### What you are asked to do
Copy each line of the data below in which the word "processing" can be found.

(Data items)
>>>
PR #1502, opened 2022-02-26
Improve random map generator config window 

Flamefire:
- Reduce max map size to 384 (> 256 already causes lags, so 1024 is way to much)
- Array of selectable map sizes allows easy adding/changing.
- Don't close on right-click, only via apply/close buttons

@Spikeone I used the sizes suggested via Discord. Did I got them correctly? Any other sizes worth adding? See https://github.com/Return-To-The-Roots/s25client/compare/master...Flamefire:mapGenWindow?expand=1#diff-f4365764480163081761e529ad52c318a8f0abf3b61e25cf5b9f3869c9eddd19R23-R24


Spikeone:
> @Spikeone I used the sizes suggested via Discord. Did I got them correctly? Any other sizes worth adding? See https://github.com/Return-To-The-Roots/s25client/compare/master...Flamefire:mapGenWindow?expand=1#diff-f4365764480163081761e529ad52c318a8f0abf3b61e25cf5b9f3869c9eddd19R23-R24

I'm not sure why we do have fixed sizes. It'd be better to have a dropdown for width and height. The intervall may be like in the original editor n * 16, with 2 <= n <= 16 (so 32 to 256), if we do also support maps up to 384, this intervall needs adjustment.

Flamefire:
> I'm not sure why we do have fixed sizes. It'd be better to have a dropdown for width and height. The intervall may be like in the original editor n * 16, with 2 <= n <= 16 (so 32 to 256), if we do also support maps up to 384, this intervall needs adjustment.

Great idea!

Well, "support" is hard of a word... We actually "support" Maps up to 2048x2048, i.e. that is the maximum the code can handle. It is only that the bigger the map gets, the more needs to be processed in each GF which causes those lags. But this is also dependent on the processing power, i.e. CPU, RAM, ...

Flamefire:
Added sizes from 32 to 320 in steps of 32 and separate for X & Y:

Spikeone:
> Well, "support" is hard of a word... We actually "support" Maps up to 2048x2048, i.e. that is the maximum the code can handle. It is only that the bigger the map gets, the more needs to be processed in each GF which causes those lags. But this is also dependent on the processing power, i.e. CPU, RAM, ...

Yeah agreed, in most games such settings are then marked in some way or inform the user, that he migh experience lags or can't properly save/load games. Something like all sizes larger than 256x256 are marked red in dialogues

Flamefire:
> Something like all sizes larger than 256x256 are marked red in dialogues

Good idea. However I'm not even sure we can always handle savegames of 256x256 maps :D

And we need a good way to implement such a highlight. Here we could have a red text below "Größe" saying "Non-standard size: > 256x256", to keep it short.
(Currently) we can't color a row in the maps table, but we could either show a confirmation dialog when pressing "Next" or a red text at the bottom next to the map description.

But again: 256x256 is pretty arbitrary. Calculation time probably scales linearly or roughly quadratically with the map size (mostly pathfinding I guess, and the number of objects) So even this size could be to much for some CPUs or some might handle 512x512 just fine... Hard to tell.

PR #22, opened 2023-07-17
Kdata

ckolbPTB:
Basic implementation of KData class. Needs further work.


src/mrpro/data/raw.py
```diff
@@ -0,0 +1,426 @@
...
+#   See the License for the specific language governing permissions and
+#   limitations under the License.
+
+import os
+import re
+from abc import ABC
+from abc import abstractmethod
+from pathlib import Path
+from typing import Dict
+from typing import List
```
fzimmermann89: As we limit compatibility to newer then 3.10 anyways, we can just use list and dict instead of typing.List and typing.Dict

src/mrpro/data/raw.py
```diff
@@ -0,0 +1,426 @@
...
+             'ACQ_USER2',
+             'ACQ_USER3',
+             'ACQ_USER4',
+             'ACQ_USER5',
+             'ACQ_USER6',
+             'ACQ_USER7',
+             'ACQ_USER8')
+
+
+class ELimits():
```
fzimmermann89: This could also be a dataclass  in Python 3.10:

@dataclass(slots=True)
class Foo:
    bar: int
    baz: int

src/mrpro/data/raw.py
```diff
@@ -0,0 +1,426 @@
...
+        self.slice_dir = torch.zeros(
+            (num_acq, ismrmrd.constants.DIRECTION_LENGTH), dtype=torch.float32)
+        self.trajectory_dimensions = torch.zeros((num_acq,), dtype=torch.int64)
+        self.user_float = torch.zeros(
+            (num_acq, ismrmrd.constants.USER_FLOATS), dtype=torch.float32)
+        self.user_int = torch.zeros(
+            (num_acq, ismrmrd.constants.USER_INTS), dtype=torch.int64)
+        self.version = torch.zeros((num_acq,), dtype=torch.int64)
+
+    def from_ismrmrd_acq_header(self, curr_idx: int, acq: ismrmrd.Acquisition) -> None:
```
fzimmermann89: This is named like a class method but is an instance method. Could we make it a class method?

src/mrpro/data/raw.py
```diff
@@ -0,0 +1,426 @@
...
+from typing import List
+
+import ismrmrd
+import numpy as np
+import torch
+
+from mrpro.data.traj import KTrajectory
+
+# Acquisition flags labelling each readout. Readouts can have multiple flags.
+ACQ_FLAGS = ('ACQ_NO_FLAG',
```
fzimmermann89: Maybe there are better structs to represent flags than a tuple of strings? Enum?

src/mrpro/data/raw.py
```diff
@@ -0,0 +1,426 @@
...
+    return (_return_par_tensor(par, array_attr=('minimum', 'maximum', 'center')))
+
+
+def return_acc_factor_tensor(par: ismrmrd.xsd.ismrmrdschema.ismrmrd.accelerationFactorType) -> torch.Tensor | None:
+    return (_return_par_tensor(par, array_attr=('kspace_encoding_step_1', 'kspace_encoding_step_2')))
+
+
+def bitmask_flag_to_strings(flag: int):
+    if flag > 0:
+        bmask = '{0:064b}'.format(flag)
```
fzimmermann89: This looks interesting, is there no easier way to unpack to bitfieled than using a regex?

src/mrpro/data/raw.py
```diff
@@ -0,0 +1,426 @@
...
+    if par is None:
+        return None
+    else:
+        par_tensor = []
+        for attr in array_attr:
+            par_tensor.append(getattr(par, attr))
+        return (torch.tensor(par_tensor))
+
+
+def return_par_matrix_tensor(par: ismrmrd.xsd.ismrmrdschema.ismrmrd.matrixSizeType) -> torch.Tensor | None:
```
fzimmermann89: Personally not a big fan of method names "return... "
Also, these helper functions might be candidates for static methods of the classes using them

src/mrpro/data/raw.py
```diff
@@ -0,0 +1,426 @@
...
+                curr_attr[curr_idx, ...] = torch.tensor(
+                    getattr(acq.idx, slot), dtype=curr_attr.dtype)
+
+            else:
+                curr_attr[curr_idx, ...] = torch.tensor(
+                    getattr(acq, slot), dtype=curr_attr.dtype)
+            setattr(self, slot, curr_attr)
+
+
+def _return_par_tensor(par, array_attr) -> torch.Tensor | None:
```
fzimmermann89, line 21: We should add a Docstring here at some point

src/mrpro/data/raw.py
```diff
@@ -0,0 +1,426 @@
...
+                 'interleave_dim', 'multiband', 'traj_type', 'traj_description', 'device_id', 'device_sn', 'coil_label', 'station_name',
+                 'h1freq', 'ref_frame_uid', 'series_num', 'meas_depend', 'ref_im_seq', 'rel_table_pos', 'seq_name', 'series_date',
+                 'series_description', 'series_uid', 'series_time', 'te', 'ti', 'tr_siemens', 'fa', 'tr', 'seq_type', 'diffusion',
+                 'diffusion_dim', 'diffusion_scheme', 'accession_number', 'body_part', 'ref_physician', 'study_date', 'study_description',
+                 'study_id', 'study_uid', 'study_time')
+
+    def __init__(self) -> None:
+        pass
+
+    def from_ismrmrd_header(self, header: ismrmrd.xsd.ismrmrdschema.ismrmrd.ismrmrdHeader, num_acq: int) -> None:
```
fzimmermann89: This also looks like a class method, or?

src/mrpro/data/raw.py
```diff
@@ -0,0 +1,426 @@
...
+
+        sort_ki = np.stack((kheader.acq_info.kspace_encode_step_1, kheader.acq_info.kspace_encode_step_2, kheader.acq_info.average,
+                            kheader.acq_info.slice, kheader.acq_info.contrast, kheader.acq_info.phase,
+                            kheader.acq_info.repetition, kheader.acq_info.set), axis=0)
+        sort_idx = np.lexsort(sort_ki)
+
+        new_shape = (np.prod(kdim_num[2:]), kdim_num[1], kdim_num[0],)
+        kdata = torch.reshape(kdata[sort_idx, :, :],
+                              new_shape + kdata.shape[1:])
+        kdata = torch.moveaxis(kdata, (0, 1, 2, 3, 4), (0, 2, 3, 1, 4))
```
fzimmermann89: I want to advertise einops for all torch moveaxis/permute operations.
https://einops.rocks/api/rearrange/
This makes it way more explicit what is being done there.

src/mrpro/data/raw.py
```diff
@@ -0,0 +1,426 @@
...
+
+    def __init__(self) -> None:
+        pass
+
+    def from_ismrmrd_header(self, header: ismrmrd.xsd.ismrmrdschema.ismrmrd.ismrmrdHeader, num_acq: int) -> None:
+
+        # Encoding
+        assert len(header.encoding) == 1, 'Multiple encodings are not supported.'
+        enc = header.encoding[0]
+        self.etl = enc.echoTrainLength
```
fzimmermann89: Are we sure that we want to use these abbreviations instead of the more descriptive longer names?

src/mrpro/data/raw.py
schuenke: Looks interesting indeed, but I personally prefer not to use too many third party packages if they are not required for functionality.

fzimmermann89: I'd argue that the readability benefits for this common operation (and pack/unpack/reduce/mix) greatly outweighs the burden of having a python-only dependency...

src/mrpro/data/raw.py
ckolbPTB: Probably, happy for any suggestions.

src/mrpro/data/raw.py
ckolbPTB: Wouldn't rearrange just change this to kdata = rearrange(kdata, (a,b,c,d,e), (a,d,b,c,e))? Maybe I have been using numpy.moveaxis for too long, but I don't find reading this easier. Happy to hear other opinions.

src/mrpro/data/raw.py
ckolbPTB: I find the ISMRMRD names just far too long. I think having names like "encoded_space_matrix_size" would make the code very difficult to read (especially with a 79 character limit)

src/mrpro/data/raw.py
ckolbPTB: Could you suggest an alternative?

src/mrpro/data/raw.py
fzimmermann89: ... The idea would be to name the dimensions to have self-documenting code that makes it more obvious why the axes are moved and what the old order and the new order of axes is :D 
So naming them a b c d e does not help, yes. :D

src/mrpro/data/raw.py
fzimmermann89: You have more experience with MR data, to me it seems we should maybe aim for a compromise
and keep them a bit easier to understand? 
For example, ref_im_seq and ref_physician are kind of confusing. Many of the abbreviation are not obvious. It should be possible for a PhD student  with basic MR understanding to guess the meaning of most variables I'd argue..

src/mrpro/data/raw.py
fzimmermann89: If we want to stick with stdlib functions:
```
from enum import Flag, IntFlag, auto

class AcqFlags(Flag): #or IntFlags if we need more int-like behaviour
    FLAG1 = auto() # auto() will assign the next power of 2 to the flag.
    FLAG2 = auto() # so FLAG2 will be 2, FLAG3 will be 4, FLAG4 will be 8 etc.
    FLAG3 = auto() # we can also assign values manually, e.g.
    FLAG4 = 8
# We can create Flags either by using the name of the flags:    
a=AcqFlags.FLAG1|AcqFlags.FLAG2
# or by using the value of the flags (as we would do it when reading from file):
b=AcqFlags(5) # 5 = 1+4, so FLAG1 and FLAG3 are set
print("a", a, a.value)
print("b", b,b.value)

# To check if a flag is set, we can use the "in" operator:
print(AcqFlags.FLAG2 in b)

# We can also combine flags etc as we would expect:
c=a|b
print(c)

#The only issue i know:
if c.FLAG4: # will execute even though FLAG4 is not set!
    print(c.FLAG4) # will not print False but  AcqFlags.FLAG4 ..
# .. so we need to use the "in" operator.
```

src/mrpro/data/raw.py
fzimmermann89: see enum.Flags above maybe?

src/mrpro/data/raw.py
fzimmermann89: Or if we use a library (py-flags):
```
#! pip install py-flags

from flags import Flags

class AcqFlags(Flags): 
    FLAG1 = () # () will assign the next power of 2 to the flag.
    FLAG2 = () # so FLAG2 will be 2, FLAG3 will be 4, FLAG4 will be 8 etc.
    FLAG3 = () # we can also assign values manually, e.g.
    FLAG4 = 8
    
# We can create Flags either by using the name of the flags:    
a=AcqFlags.FLAG1|AcqFlags.FLAG2
# or by using the value of the flags (as we would do it when reading from file):
b=AcqFlags(5) # 5 = 1+4, so FLAG1 and FLAG3 are set
print("a", a)
print("b", b)

# To check if a flag is set, we can use the "in" operator:
print(AcqFlags.FLAG2 in b)

# We can also combine flags etc as we would expect:
c=a|b
print(c)

#This works now:
if c.FLAG4: # will not execute as FLAG4 is not set
    print(c.FLAG4)
else:
    print("FLAG4 not set")

```
I am split. py-flags is actually quite a bit higher quality IMHO compared to the current stdlib implementation, but even the author recommends to check out if the stdlib flags already fulfills the requirements ..

src/mrpro/data/raw.py
ckolbPTB: Yes to both. What about `par_matrix_to_tensor`?

src/mrpro/data/raw.py
ckolbPTB: Looks good. py-flags seems to do things better than enum but also looks unmaintained. Maybe safer to go with enum.

src/mrpro/data/raw.py
ckolbPTB: Can you make some suggestions on how you would improve the names?

src/mrpro/data/raw.py
ckolbPTB: This is part of code which should definitely be improved. Currently this function extracts the information about the position of a single acquisition (i.e. readout + coils) and adds it at a certain position given by `curr_idx` into the AcqInfo tensors. It is therefore not a class method. Maybe needs renaming.

src/mrpro/data/raw.py
ckolbPTB: Yes, this should be a class method

ckolbPTB: Maybe we should also change the order and
1) create AcqInfo acq_info
2) fill acq_info e.g. `acq_info.from_ismrmrd_acq_header(idx, acq)`
3) create KHeader with `from_ismrmrd(cls, header: ismrmrd.xsd.ismrmrdschema.ismrmrd.ismrmrdHeader, acq_info: AcqInfo) -> KHeader`

src/mrpro/data/raw.py
ckolbPTB: E.g. kdata = rearrange(kdata, (dim4, k2, k1, coils, k0), (dim4, coils, k2, k1, k0))?

fzimmermann89:
I just rebased Patrick's and my work so we only have to discuss in one PR the remaining changes...

(And sorry for the 'Update'.. commits, I did not notice that whenever I tried to accept one of Christophs changes it created a new commit with this unhelpful commit message)

fzimmermann89:
superseded by #29

PR #24, opened 2023-07-19
Kdata

schuenke:


src/mrpro/data/raw.py
```diff
@@ -367,46 +482,94 @@ def from_file(cls,
...
+            ktraj[sort_idx, :, :], new_shape + ktraj.shape[1:]
+        )
         ktraj = torch.moveaxis(ktraj, (0, 1, 2, 3, 4), (0, 2, 3, 1, 4))
 
         for slot in kheader.acq_info.__slots__:
             curr_attr = getattr(kheader.acq_info, slot)
+            # TODO: Check for correct dimensionality in test function!
             if curr_attr.ndim == 2:
-                curr_shape = new_shape + (curr_attr.shape[1],)
+                curr_shape: Any = new_shape + (curr_attr.shape[1],)
```
schuenke, line 565: This is to prevent mypy from further checking the variable, which seems to be problematic when iterating over the different slots that might have different dimensionality.

Issue #28, opened 2023-07-21
Supported Versions of Dependencies


fzimmermann89:
We should consider the versions of the dependencies we support, specify them and test at least the bounds in our tests.
For example, we maybe want to use
 - pytorch>=2.0,<3.0 (our tests should test 2.0.0 and latest)
 - numpy>=1.20 (??  numpy typing was introduced at 1.20 I believe)
 
 etc.
 This is not urgent, and should be reevaluated from time to time

fzimmermann89:
Especially if we want to depend on pulseq (#78), we have to track which versions are compatible and what features we can use.

fzimmermann89:
we now limit xsd as ismrmrd python has a bug in there dependencies.
we will have to remove this later on!

ckolbPTB:
utilise e.g. https://pypi.org/project/pessimist/ to check requirements. 

run once every week as an github action?

ckolbPTB:
maybe we could also enable automatic update PRs:

https://docs.github.com/en/code-security/dependabot/dependabot-version-updates/about-dependabot-version-updates

schuenke:
I just set up dependabot version updates for all python packages and all gh actions for the [BMCTool Repo](https://github.com/schuenke/BMCTool). A simple config that allready groups the updates into single PR for each package ecosystem looks like this:

```yaml
version: 2
updates:
- package-ecosystem: pip
  directory: "/"
  schedule:
    interval: daily
  groups:
    python-packages:
      patterns:
        - "*"

- package-ecosystem: "github-actions"
  directory: "/"
  schedule:
    interval: "daily"
  groups:
    all-actions:
      patterns: [ "*" ]

```

This is how an example PR looks like: https://github.com/schuenke/BMCTool/pull/31


NOTE: for the coverage report to work also in the dependabot PRs, we have to add the GIST secret to the dependabot secrets as well. Probably need to create a new token, if @ckolbPTB didn't save it somewhere. But it's done in a minute.

lrlunin:
Resolved by #709, I guess? @fzimmermann89

Issue #23, opened 2023-07-18
Siemens Special Tab


mxlutz:
It would be nice if we could load in the attruibutes from the Siemens special tab automatically.

Would it be easiest to add a Dictionary Attribute to the KData Header?

Also to save the Special Tab in the ismrmrd files some small changes in the xls and xlm of siemens_to_ismrmrd are necessary, is that something we want to standardize?

fzimmermann89:
Good point!

Can you provide an example of an xsl and an ismrmrd file? (Does not have to be public)

I believe it would be good to consider this already now when were are designing the header class

mxlutz:
Yes sure! I did that for VB17, so probably for the new scanner we have to adapt it again (or maybe its already in the default one for XA or what file siemens_to_ismrmrd will use). I had to change the filendings to txt to attach it here

In the xsl the following lines are important:
```
                <xsl:for-each select="siemens/MEAS/sWipMemBlock/alFree">
                    <xsl:if test=". &gt; 0">
                      <userParameterDouble>
                            <name>alWipMemBlock</name>
                        <value>
                            <xsl:value-of select=". " />
                        </value>
                        </userParameterDouble>
                    </xsl:if>
                </xsl:for-each> 

                <xsl:for-each select="siemens/MEAS/sWipMemBlock/adFree">
                    <xsl:if test=". &gt; 0">
                        <userParameterDouble>
                            <name>adWipMemBlock</name>
                            <value>
                                <xsl:value-of select=". " />
                            </value>
                        </userParameterDouble>    
                    </xsl:if>
                </xsl:for-each> 
```
The filoper.py shows how to pass the custom files to siemens_to_ismrmrd

I think the xml was actually not important, I also added some lines to read out the RF Amplifer reference amplitude that is important for me but usually not read, I dont know whether we want to add that?

[fileoper.py.txt](https://github.com/ckolbPTB/mrpro/files/12077822/fileoper.py.txt)
[IsmrmrdParameterMap_Siemens_custom_Max.xsl.txt](https://github.com/ckolbPTB/mrpro/files/12077824/IsmrmrdParameterMap_Siemens_custom_Max.xsl.txt)
[IsmrmrdParameterMap_Siemens_VB17_custom_Max.xml.txt](https://github.com/ckolbPTB/mrpro/files/12077826/IsmrmrdParameterMap_Siemens_VB17_custom_Max.xml.txt)

mxlutz:
[...]

Issue #21, opened 2023-07-12
Create test data


ckolbPTB:
Create test data for unit tests.

Check list:
- [ ]     Create branch
- [ ]     Implement code
- [ ]     Add comments
- [ ]     Implement tests
- [ ]     Squash commmits
- [ ]     Create PR
- [ ]     Assign reviewer(s) to PR

ckolbPTB:
Can we somehow use test data creation functions of ismrmrd: e.g. https://github.com/ismrmrd/ismrmrd-python/blob/master/tests/test_common.py  -> No. Copy and modify code.

fzimmermann89:
I want to suggest using pytest for testing and fixtures to generate the data necessary

https://docs.pytest.org/en/6.2.x/fixture.html#quick-example

@schuenke @schote (or whoever else has opinions regarding tests): What do you think?

schuenke:
I am not 100% sure if I understood the advantage of the fixtures, but I also don't see any disadvantages aside from the additional third party package. So for me using pytest would be fine. Maybe somebody else (e.g. @JoHa0811) has a stronger opinion?

fzimmermann89:
> Can we somehow use test data creation functions of ismrmrd: e.g. https://github.com/ismrmrd/ismrmrd-python/blob/master/tests/test_common.py -> No. Copy and modify code.

The file above only creates random acquisition. 
This is in 88da941556112074d71a59f3242f255c568c1719 and used by 51bf7e6eba4032e871f24d66f99b92ed8f13a6d7

Biggest issue is the header.
Here we should missing information to get good coverage.
Or maybe fixup some existing 'create random XML given the xsd schema' code to fuzz the header parsing.


Also maybe useful:
https://github.com/ismrmrd/ismrmrd-python-tools/blob/17fe6fbf1bb645112e2ad0023eb4f42afb36421e/generate_cartesian_shepp_logan_dataset.py
which creates matching information and useful data

fzimmermann89:
... which, btw, is also copied at https://github.com/kspaceKelvin/python-ismrmrd-server/blob/master/generate_cartesian_shepp_logan_dataset.py

and might be what @ckolbPTB had in mind.

I'd argue to copy it to our repo as well and make it a pytest fixture :D

ckolbPTB:
I was thinking of this: https://github.com/ismrmrd/ismrmrd/blob/master/utilities/generate_cartesian_shepp_logan.cpp
[...]

PR #29, opened 2023-07-26
Initial work on KData and ISMRMRD loading

### LINKED ISSUE #1: KData class
Dataclass for k-space data

```
class KData():
    KData.header -> ismrmrd header provided by pyismrmrd module
    KData.traj -> torch.Tensor, 5D: [everything_else, 3, k2, k1, k0]
    KData.data -> torch.Tensor, 5D: [everything_else, coils, k2, k1, k0]
```

Check list:
- [x]     Create branch
- [x]     Implement code
- [x]     Add comments
- [x]     Implement tests
- [x]     Squash commmits
- [x]     Create PR
- [x]     Assign reviewer(s) to PR

### LINKED ISSUE #26: Units of class attributes
Currently, some of our class attributes (e.g. KHeader.recon_fov) are neither in SI units, nor the used unit is added to the name of the attribute. 

For the Inhommcor project we decided (https://github.com/ckolbPTB/InhomCorr/issues/15) that we:

-     always use SI units and mention it in the documentation
-     keep the attribute names without units, but mention the units in all docstrings
-     in our code, add some comments about units where it might be useful (e.g. if dB0 is in Hz or ppm)

IMO, we should do the same for the MRpro project

### LINKED ISSUE #27: Structured Data VS Lists or Tensors
There are some parts of the KData code where Tensors or Lists are used to save values, and the different positions in the tensor have different meaning.

An example are/were the Encoding Limits. Patrick and I just changed Tensors of [min, max, center] to use a dataclass instead. So you would write EncodingLimit.max instead of having the magic index number 1.

Other places currently are FOV and similar. These have .x, .y, .z fields in ismrmrd but we currently convert them to Tensors.

I'd suggest to either reuse the ismrmrd dataclass or our own dataclass for these as well.

(If we really want to be able to use them like tensors, we could add a __as_tensor__ or astuple to the dataclass definition. But IMHO code is easier to read if you don't have to remember at which position in a list or tensor what information is stored but instead use names to access the data.)

This is a general decision to be made as this question will come up in the future for different kinds of data.
What do you think? Any opinions in one or the other direction?

fzimmermann89:
Working initial version of the KData/KHeader and related functionality

After discussing with @schuenke (and remembering what we discussed in one of the kick-off meetings), 
I limited the amount of information copied over from the ismrmrd header. 
The idea is, that all these fields are now guaranteed to exist. We will test these fields. Our code only relies on these fields.
If we need more fields, we shall add them later on. Everything else is dumped in a "misc" dictionary for now.

Fixes #1 

Related #28 : Fixed numpy to >1.20 and pytorch to >2.0
Related #21 : Some draft test functions are included
Related #23  : The information should end up in misc
Fixes #26
Fixes #27 
Closes #22


fzimmermann89:
There is also 589f643958b4440edb6e28aed5665156eac6d247 which might be faster but looks a bit more ugly...

schuenke (approved):
Just squash some commits and than it should be ready to merge imo 👍

PR #30, opened 2023-08-02
Initial IData and IHeader implementations

### LINKED ISSUE #2: IData class
```
class IData():
    IData.header (based on ismrmrd) -> check in functions if certain parameters are available
    IData.data: torch.Tensor 5D: [everything_else, coils, z, y, x]

from_kdata()
   from_ismrmrd()
   from_nifty()
   from_dicom()
```

Check list:
- [x]     Create branch
- [x]     Implement code
- [x]     Add comments
- [x]     Implement tests
- [x]     Squash commmits
- [x]     Create PR
- [x]     Assign reviewer(s) to PR

fzimmermann89:
Closes #2


fzimmermann89:
Not sure who will be working on this, but we might consider replacing our custom recursive function with either one of `iterall` or `walk `from pydicom:
```python

def iterall(self) -> Iterator[DataElement]:
        """Iterate through the :class:`Dataset`, yielding all the elements.

        Unlike ``iter(Dataset)``, this *does* recurse into sequences,
        and so yields all elements as if dataset were "flattened".
        ...
"""
def walk(
        self, callback: Callable[["Dataset", DataElement], None], recursive: bool = True
    ) -> None:
        """Iterate through the :class:`Dataset's<Dataset>` elements and run
        `callback` on each.

        Visit all elements in the :class:`Dataset`, possibly recursing into
        sequences and their items. The `callback` function is called for each
        :class:`~pydicom.dataelem.DataElement` (including elements
        with a VR of 'SQ'). Can be used to perform an operation on certain
        types of elements.
        ...
        """
```

ckolbPTB:
Not sure how to test `from_tensor_and_kheader`:

Shall we create a `TestHeader: KHeader` + random tensor or shall we create a `IsmrmrdRawTestData` object and pass this on?

fzimmermann89:
@schuenke :
Can you remind me what the reason for the custom lookup of the tags was?
Why not ds.RepetitionTime ?  (InversionTime , EffectiveEchoTime / EchoTime, FlipAngle)

fzimmermann89:
> Not sure how to test `from_tensor_and_kheader`:
> 
> Shall we create a `TestHeader: KHeader` + random tensor or shall we create a `IsmrmrdRawTestData` object and pass this on?

I'd slightly prefer option 1 if I understood it correctly (Reasoning: Keep the scope of the tests simple and somewhat contained.)

Maybe we can make a fixture ` random_kheader(full_header)` that just creates a kheader using the random ismrmrd header fixture? (there we could also use some renaming of full_header to random_full_ismrmrd header...). This might be useful for other tests as well.

If we ever add more logic to the` from_tensor_and_kheader`: that needs to be covered, we might reconsider.

schuenke:
> @schuenke : Can you remind me what the reason for the custom lookup of the tags was? Why not ds.RepetitionTime ? (InversionTime , EffectiveEchoTime / EchoTime, FlipAngle)

At least for my example file/script these attributes were not available, but ofc it would be much easier/nicer like this. Feel free to double check if they are available (now) or if I was just to stupid to find/access them 😄

fzimmermann89:
Sorry, I got confused by the test: 
For echo:/Volumes/users/allgemein/projects/8_13/MRPro/example_data/dicoms/siemens_XA61_FLASH_2D.dcm
The FlipAngle is in` ds.SharedFunctionalGroupsSequence[0].MRTimingAndRelatedParametersSequence[0].FlipAngle`
 I am not 100% sure if this structure is fixed or vendor dependent. 
 So, there is the reason.
 
 I just pushed a suggestions feel free to undo it..:
 - Moving the dicom->header stuff inside IHeader.
 -  Using iterall and String Names instead of tag numbers.

tests/data/conftest.py
```diff
@@ -154,3 +156,40 @@ def random_ismrmrd_file(random_acquisition, random_noise_acquisition, full_heade
...
+    """Random (not necessarily valid) KHeader."""
+    seed = request.param['seed']
+    generator = RandomGenerator(seed)
+    ktraj = generate_random_trajectory(generator)
+    kheader = KHeader.from_ismrmrd(random_full_ismrmrd_header, acq_info=random_acq_info, defaults={'trajectory': ktraj})
+    return kheader
+
+
+@pytest.fixture(params=({'seed': 0, 'Nd4': 2, 'Ncoils': 16, 'Nz': 32, 'Ny': 128, 'Nx': 256},))
+def random_kheader_and_data(request, random_kheader):
```
fzimmermann89: I'd maybe split this.
The random image data and the header a currently completely unrelated, to they can just be two separate fixtures, or?

schuenke (approved):
I adjusted all imports within mrpro to fulfill the same style. At some point we might want to discuss if it makes sense to keep all imports in the __init__ or if we want to limit ourselves to "public" classes / functions here, but at least everything uses the same style now. 

**EDIT: I will fix the tests soon**

PR #31, opened 2023-08-02
fix names in from_ismrmrd_encodingLimitsType()

schuenke:
Adjust naming in EncodingLimits from ISMRMRD to MRPro naming convention


fzimmermann89 (approved):
LGTM

PR #36, opened 2023-08-10
Make KData a frozen dataclass

### LINKED ISSUE #35: KData should be a dataclass
@SherineBrahma just noticed that KData is not a dataclass.

I think this is an oversight by @schuenke  and me, we should fix this.

https://github.com/ckolbPTB/mrpro/blob/a1002e1e4ae4f89009fc57bb55689ca0d5a483cc/src/mrpro/data/_KData.py#L45

fzimmermann89:
KData can be a dataclass.

Seeting frozen makes the attributes read-only, i.e. data and header can only be set at init. This matches the previous behavior.

We might want to keep this as a regular class depening on how much we want to to in the getters or setters. Or make it a dataclass for now and maybe switch to something more flexible later on..

Fixes #35

### DIFF
--- a/src/mrpro/data/_KData.py
+++ b/src/mrpro/data/_KData.py
@@ -42,17 +42,8 @@ KDIM_SORT_LABELS = (
 )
<<<
### Result of the task
Well, "support" is hard of a word... We actually "support" Maps up to 2048x2048, i.e. that is the maximum the code can handle. It is only that the bigger the map gets, the more needs to be processed in each GF which causes those lags. But this is also dependent on the processing power, i.e. CPU, RAM, ...
> Well, "support" is hard of a word... We actually "support" Maps up to 2048x2048, i.e. that is the maximum the code can handle. It is only that the bigger the map gets, the more needs to be processed in each GF which causes those lags. But this is also dependent on the processing power, i.e. CPU, RAM, ...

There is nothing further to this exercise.